Concurrency: this one hurts, since Emacs lisp does not have threads, so I don't think it is possible to do concurrency at the Lisp level. However, since much of the heavy processing is done at the OTB level, OTB multi-threading capabilities allow to cope with this.

For those who think that Emacs Lisp is only useful for text manipulation, a look at the Common Lisp extensions and to the object oriented CLOS-compatible library EIEIO may be useful.
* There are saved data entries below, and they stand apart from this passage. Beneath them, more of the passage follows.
PR #2877, opened 2015-09-09
winpr/file refactoring and regular file support

bmiklautz:
* refactor handle creator
* split out client side named pipe handling from generic file handling
* add initial support for regular files.

### DIFF
--- a/winpr/include/winpr/file.h
+++ b/winpr/include/winpr/file.h
@@ -161,6 +161,10 @@
 #define FIND_FIRST_EX_CASE_SENSITIVE		0x1
 #define FIND_FIRST_EX_LARGE_FETCH		0x2
 
+#define STD_INPUT_HANDLE  (DWORD)-10
+#define STD_OUTPUT_HANDLE (DWORD)-11
+#define STD_ERROR_HANDLE  (DWORD)-12
+
 typedef union _FILE_SEGMENT_ELEMENT
 {
 	PVOID64 Buffer;
@@ -316,7 +320,6 @@ WINPR_API BOOL RemoveDirectoryW(LPCWSTR lpPathName);
 #define RemoveDirectory		RemoveDirectoryA
 #endif
 
-
 /* Extra Functions */
 
 typedef BOOL (*pcIsFileHandled)(LPCSTR lpFileName);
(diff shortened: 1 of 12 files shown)


winpr/libwinpr/file/generic.c
```diff
@@ -0,0 +1,613 @@
...
+}
+
+BOOL CreateDirectoryW(LPCWSTR lpPathName, LPSECURITY_ATTRIBUTES lpSecurityAttributes)
+{
+	return FALSE;
+}
+
+BOOL RemoveDirectoryA(LPCSTR lpPathName)
+{
+	if (!rmdir(lpPathName))
```
hardening: return rmdir(lpPathName) == 0 ?

hardening:
I'm not a WIN32 specialist but AFAICT it LGTM

winpr/libwinpr/file/generic.c
bmiklautz: @hardening this was just split moved out from the old file.c I didn't review the code. But your suggestion makes sense.

bmiklautz:
@hardening the one thing need to test on Windows is what happens if you close the handle for stdin/stderr/stdout. And we CreateFile is also missing but something for another pull request then.

mfleisz:
If you close one of the std* handles on Windows then the file descriptor will simply be closed and rendered invalid. You would have to set a new handle (i.e. using SetStdHandle) to reenable the descriptor.
See also http://blogs.msdn.com/b/oldnewthing/archive/2013/03/07/10399690.aspx

mfleisz:
(Can't edit with stupid github app)
So I think the behavior will be the same as on the other platforms right?

bmiklautz:
@mfleisz thanks for pointing that out. On Linux/UNIX closing the file descriptor handles it invalid but the next open call can be re-use the number. For example if a close(2) is done the fd returned by the next open (or similar) might be 2.

mfleisz:
@bmiklautz So on Linux - if you close stdin (usually value 0 iirc) and you open a file then it will get a descriptor id of 0 --> so stdin automatically (without setting it directly or via an API) points to that file? That behavior is different from Windows then ... Windows won't set the stdin handle automatically. the std handles are just global vars that can only be accessed via the Set/GetStdHandle APIs - and if you close that handle it will also make that global variable (used by all the IO functions) useless.

winpr/include/winpr/file.h
```diff
@@ -329,7 +332,9 @@ typedef struct _HANDLE_CREATOR
 	pcCreateFileA CreateFileA;
 } HANDLE_CREATOR, *PHANDLE_CREATOR, *LPHANDLE_CREATOR;
 
-BOOL RegisterHandleCreator(PHANDLE_CREATOR pHandleCreator);
+WINPR_API HANDLE GetStdHandle(DWORD nStdHandle);
+WINPR_API BOOL SetStdHandle(DWORD nStdHandle, HANDLE hHandle);
+WINPR_API BOOL SetStdHandleEx(DWORD dwStdHandle, HANDLE hNewHandle, HANDLE* phOldHandle);
```
MartinHaimberger: this exports should be in the extern "C" { } section ....

bmiklautz:
@mfleisz correct. The standard handle are only the first file handles the process has thats why you usually try to keep them "occupied". What we can do is if the handle is closed to redirect the corresponding fd to /dev/null and if it is set again we re-open it. I think that would come the closest to the behavior on windows. 
I'll create a new pull request for that then.
Thank for your hints!

mfleisz:
@bmiklautz Sounds good :+1:

MartinHaimberger:
+1 LGTM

So why not Emacs lisp then?

The main problem I see for the use of Emacs Lisp is that I have been unable to find examples of relatively large programs using it for other things than extending Emacs. There are of course huge tools like org-mode and Gnus, but they have been designed to run interactively inside Emacs. There are other more technical limitations of Emacs Lisp which can make the development of large applications difficult, as for instance the lack of namespaces, and other little things like that. However, there are very cool things that could be done to make OTB development easier using Emacs. For instance, one thing which can be tedious when testing OTB applications on the command line is setting the appropriate parameters or even remembering the list of the available ones. It would nice to have an Emacs mode able to query the application registry and auto-complete or suggest the available options. This could consist of a set of Emacs Lisp functions using the comint mode to interact with the shell and the OTB application framework. This would also allow to parse the documentation strings for the different applications and present them to the user in a different buffer. Once we have that, it should be possible to build a set of macros to set-up a pipeline of applications and generate an Emacs Lisp source file to be run later on (within another instance of Emacs or as an asynchronous process). This would build a development environment for application users as opposed to a development environment for application developers. And since Lisp code is data, the generates Emacs Lisp code, could be easily read again and used as a staring point for other programs, but better than that, a graphical representation of the pipeline could be generated (think of Tikz or GraphViz). Yes I know, talk is cheap, show me the code, etc. I agree.

Conclusion

Clojure has a thriving community and new libraries appear every week to address very difficult problems (core.logic, mimir, etc.). Added to that, all the Java libraries out there are at your fingertips. And this is very difficult to beat. I hear the criticisms about Clojure: it's just a hype, it's mainly promoted by a company, etc. Yes, I would like to be really cool and use Scheme or Haskell, but pragmatism counts. And, anyway, the programming language you are thinking of is not good enough either.